Laragione construye, como en la contemporánea Juego de damas crueles, de Alejandro Tantanian, un espacio femenino de tensiones y sangre, pero mientras que ésta lo hacía por medio de un lenguaje hermético y poético, soterrando literalmente imágenes y muertos, Cocinando con Elisa atiborra el escenario con cadáveres de tordos, liebres, cerdos o jabalíes y se regodea con el manipuleo: “Años y años de trabajo. Desplumando, vaciando, embridando, flameando, escaldando, albardando, deshuesando, capando”. Superficies y profundidades que Gleijer atraviesa con holgura y Vignoli con el empacho que requiere su personaje. Una pulseada entre lo foráneo y lo vernáculo que sucede mientras seccionan, fríen, condimentan, desangran o maceran, siguiendo complicadas recetas cuyos títulos son pronunciados con placer exagerado, casi sensual u obsceno, por Nicole. Para sintetizar esa pulseada, el texto original contrapuso una milonga y “Alouette”, una de las canciones infantiles más conocidas y feroces, sobre la intención de desplumar a una alondra. Begérez intercala entre las escenas canciones pop que Gleijer entona, entre efectos de luz y sombra, con gestos desorbitados de efecto cómico, en especial al principio.

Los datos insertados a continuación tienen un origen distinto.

PR #19931, opened 2025-08-15
[ty] Implement partial stubs

Gankra:
Fixes #https://github.com/astral-sh/ty/issues/184

### DIFF
--- a/crates/ty_python_semantic/src/module_resolver/resolver.rs
+++ b/crates/ty_python_semantic/src/module_resolver/resolver.rs
@@ -684,7 +684,7 @@ fn resolve_name(db: &dyn Db, name: &ModuleName, mode: ModuleResolveMode) -> Opti
 
         if !search_path.is_standard_library() && resolver_state.mode.stubs_allowed() {
             match resolve_name_in_search_path(&resolver_state, &stub_name, search_path) {
-                Ok((package_kind, ResolvedName::FileModule(module))) => {
+                Ok((package_kind, _, ResolvedName::FileModule(module))) => {
                     if package_kind.is_root() && module.kind.is_module() {
                         tracing::trace!(
                             "Search path `{search_path}` contains a module \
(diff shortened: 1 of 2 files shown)


Gankra:
(I need to write some proper tests but this fixes `from authlib.integrations.requests_client import OAuth2Session`)

crates/ty_python_semantic/src/module_resolver/resolver.rs
```diff
@@ -796,7 +809,7 @@ fn resolve_name_in_search_path(
     context: &ResolverContext,
     name: &RelaxedModuleName,
     search_path: &SearchPath,
-) -> Result<(PackageKind, ResolvedName), PackageKind> {
+) -> Result<(PackageKind, PyTyped, ResolvedName), (PackageKind, PyTyped)> {
```
Gankra, line 812: This is really gross and I considered factoring a proper type *but* literally only one function deals with this and immediately unpacks these so... eh?

crates/ty_python_semantic/src/module_resolver/resolver.rs
```diff
@@ -1006,6 +1030,32 @@ impl PackageKind {
...
+    /// Inherit py.typed info from the parent package
+    ///
+    /// > This marker applies recursively: if a top-level package includes it,
+    /// > all its sub-packages MUST support type checking as well.
+    ///
+    /// This implementation implies that once a `py.typed` is specified
+    /// all child packages inherit it, so they can never become Untyped.
+    /// However they can override whether that's Full or Partial by
+    /// redeclaring a `py.typed` file of their own.
+    fn inherit_parent(self, parent: Self) -> Self {
```
Gankra, line 1054: No idea if this is correct but i like it conceptually

carljm: The spec isn't totally clear here, it just says "This marker applies recursively: if a top-level package includes it, all its sub-packages MUST support type checking as well." It doesn't say anything about a sub-package going to `partial` where its parent was "full", or whatever. But I think this behavior is sensible.

carljm (commented):
Looks reasonable to me! But yeah, should add some tests before we land it.

Gankra:
Added tests

crates/ty_python_semantic/src/module_resolver/resolver.rs
```diff
@@ -1426,6 +1476,234 @@ mod tests {
         );
     }
 
+    /// Testing stub packages can be missing modules and we don't fallthrough
+    /// to the impl (when they don't declare py.typed partial)
+    #[test]
+    fn resolve_stub_module_missing_non_partial() {
```
MichaReiser: Could this be an mdtest similar to https://github.com/astral-sh/ruff/blob/1ba56b4bc65442c40d7d6f2873367380d37241a8/crates/ty_python_semantic/resources/mdtest/import/stub_packages.md#L35-L58

BurntSushi:
> Can you coordinate with @BurntSushi to make sure partial is also considered for completions (#19883)?

I added https://github.com/astral-sh/ty/issues/1042 to track this.

Gankra:
Oh sure I can make these mdtests.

El espectáculo, actuado impecablemente por dos actrices que saben dosificar los excesos, las sobriedades, las ferocidades, las victimizaciones y las reacciones que el texto les exige a cada paso, ambientado, como dijimos, suculentamente (y aquí juega un rol clave el exquisito trabajo taxidermista de Gerardo Cantou), engalanado por el vestuario de Verónica Lagomarsino e iluminado sutilmente por Leonardo Hualde, tiene todos los ingredientes (la cháchara culinaria, es obvio, me ganó) para gustar y volvernos, tras tanto gourmet plástico, a cierta materialidad de la cosa. Aun si pensamos, con las vanguardias, que todo espectador debe ser molestado, aguijoneado, sacudido: los invitantes aromas de especias, papas y cebollas saltadas no sólo lo ayudan a imaginar las delicias de cada plato, sino que también funcionan como sádicos estímulos a un banquete en el que no participará. Menuda ruptura de expectativas.